Depois é o programa habitual: inventário (e mais limpezas), inspecções diversas, provisões e sobressalentes, plano de viagem, clearance, e larga.

Isto, claro, se os pequeníssimos problemas que vi forem realmente pequenos. Às vezes são. E não aparecerem novos. Às vezes não.


24.3.13

Napa Valley, Califórnia, EUA, 24-03-13

Não há barco que não tenha uma história; raras são as que têm algum interesse. A do ARTIC FRONT pode não ser muito original, mas é das mais humanas que tenho conhecido: um senhor constrói um barco durante dezanove anos; muito pouco tempo depois de o barco ficar pronto adoece gravemente e dá-o a um amigo.
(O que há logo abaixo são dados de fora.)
PR #3730, opened 2023-08-07
Add definitely non-nullable types documentation

sarahhaggarty:
This PR adds documentation for generic types that are definitely non-nullable. The content is primarily added to the [Generics](https://kotlinlang.org/docs/generics.html) page. A link has been added to the [Null safety](https://kotlinlang.org/docs/null-safety.html) page, and the [Java to Kotlin nullability guide](https://kotlinlang.org/docs/java-to-kotlin-nullability-guide.html) also has a small update.

This PR resolves [KT-54422](https://youtrack.jetbrains.com/issue/KT-54422/Add-documentation-on-website-for-Definitely-non-nullable-types-feature).

### DIFF
--- a/docs/topics/generics.md
+++ b/docs/topics/generics.md
@@ -322,6 +322,41 @@ fun <T> copyWhenGreater(list: List<T>, threshold: T): List<String>
 The passed type must satisfy all conditions of the `where` clause simultaneously. In the above example, the `T` type
 must implement _both_ `CharSequence` and `Comparable`.
 
+## Definitely non-nullable types
+
+To make interoperability with generic Java classes and interfaces easier, Kotlin supports declaring a generic type parameter
+as **definitely non-nullable**. 
+
+To declare a generic type `T` as definitely non-nullable, declare the type with `& Any`. For example: `T & Any`.
+
+A definitely non-nullable type must have a nullable [upper bound](#upper-bounds).
+
+The most common use case for declaring definitely non-nullable types is when you want to override a Java method that 
+contains `@NotNull` as an argument. For example, consider the `load()` method:
+
+```java
+import org.jetbrains.annotations.*;
+
+public interface Game<T> {
+    public T save(T x) {}
+    @NotNull
+    public T load(@NotNull T x) {}
+}
+```
+
+To override the `load()` method in Kotlin successfully, you need `T1` to be declared as definitely non-nullable:
+
+```kotlin
+interface ArcadeGame<T1> : Game<T1> {
+    override fun save(x: T1): T1
+    // T1 is definitely non-nullable
+    override fun load(x: T1 & Any): T1 & Any
+}
+```
+
+When working only with Kotlin, it's unlikely that you will need to declare definitely non-nullable types explicitly because 
+Kotlin's type inference takes care of this for you.
+
 ## Type erasure
 
 The type safety checks that Kotlin performs for generic declaration usages are done at compile time.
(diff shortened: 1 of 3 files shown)


dzharkov (approved):

docs/topics/generics.md
```diff
@@ -322,6 +322,73 @@ fun <T> copyWhenGreater(list: List<T>, threshold: T): List<String>
...
+To make interoperability with generic Java classes and interfaces easier, Kotlin supports declaring a generic type parameter
+as **definitely non-nullable**. 
+
+To declare a generic type `T` as definitely non-nullable, declare the type with `& Any`. For example: `T & Any`. 
+
+> The syntax represents an intersection between type `T` and the non-nullable type `Any`.
+> 
+{type="note"}
+
+A definitely non-nullable type must have a nullable [upper bound](#upper-bounds). In addition, `Any` must resolve to `kotlin.Any`.
```
sandwwraith, line 336: > In addition, `Any` must resolve to `kotlin.Any`

IMO, this sentence may create unnecessary confusion. In the rest of the page, it's just `Any` without `kotlin.Any`. It may leave questions like 'what else Any can resolve to?' without providing a solid answer or a link to that answer.

docs/topics/generics.md
```diff
@@ -322,6 +322,73 @@ fun <T> copyWhenGreater(list: List<T>, threshold: T): List<String>
...
 must implement _both_ `CharSequence` and `Comparable`.
 
+## Definitely non-nullable types
+
+To make interoperability with generic Java classes and interfaces easier, Kotlin supports declaring a generic type parameter
+as **definitely non-nullable**. 
+
+To declare a generic type `T` as definitely non-nullable, declare the type with `& Any`. For example: `T & Any`. 
+
+> The syntax represents an intersection between type `T` and the non-nullable type `Any`.
```
sandwwraith, line 332: I'm also not sure if this is needed. While this sentence is correct, Kotlin in general does not provide any kind of intersection types (besides this feature) and does not mention them anywhere in the documentation, pretending they are non-existent. Such `&` syntax is correct only for `& Any` case.

 Also, 'intersection type' is a kind of advanced topic in programming languages that may confuse inexperienced users.

docs/topics/generics.md
```diff
@@ -322,6 +322,73 @@ fun <T> copyWhenGreater(list: List<T>, threshold: T): List<String>
...
+    public T bar(@NotNull T x) {}
+}
+```
+
+To override the `bar()` method in Kotlin successfully, you need `T` (and its subtypes) to be declared as definitely non-nullable:
+
+```kotlin
+interface B<T1> : A<T1> {
+    override fun foo(x: T1): T1
+    //Subtype T1 is definitely non-nullable
```
sandwwraith, line 356: I'm not sure 'subtype' is a correct term here, as it is just a generic substitution T1 -> T

docs/topics/generics.md
sarahhaggarty: Removed!

docs/topics/generics.md
sarahhaggarty: Fixed!

sandwwraith (approved):

sandwwraith:
Great job!

danil-pavlov (commented):
Great job! My only note is that we try not to use `foo` and `bar` in code samples anymore. The same goes for one-letter names of interfaces and classes. So maybe it's possible to make more real-life examples on both pages

sarahhaggarty:
> Great job! My only note is that we try not to use `foo` and `bar` in code samples anymore. The same goes for one-letter names of interfaces and classes. So maybe it's possible to make more real-life examples on both pages

Thanks @danil-pavlov ! Good point. I have corrected the code samples to be more real-life. Please can you review again? 🙏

Este não se interessa por barcos; deixa-o morrer tranquilamente num canto. Ao fim de dez anos (ou seja, quase trinta depois de ter começado a ser construído) o "amigo" entre aspas de propósito decide vendê-lo. Enter M., que o compra por um preço que faz a uva mijona passar por caviar (verdade seja dita que levou ano e meio a fechar o negócio ) e enche o bote de mimos.

Finalmente o barco vai servir para aquilo por que foi construído: dar vida a um sonho. Trinta e dois anos depois.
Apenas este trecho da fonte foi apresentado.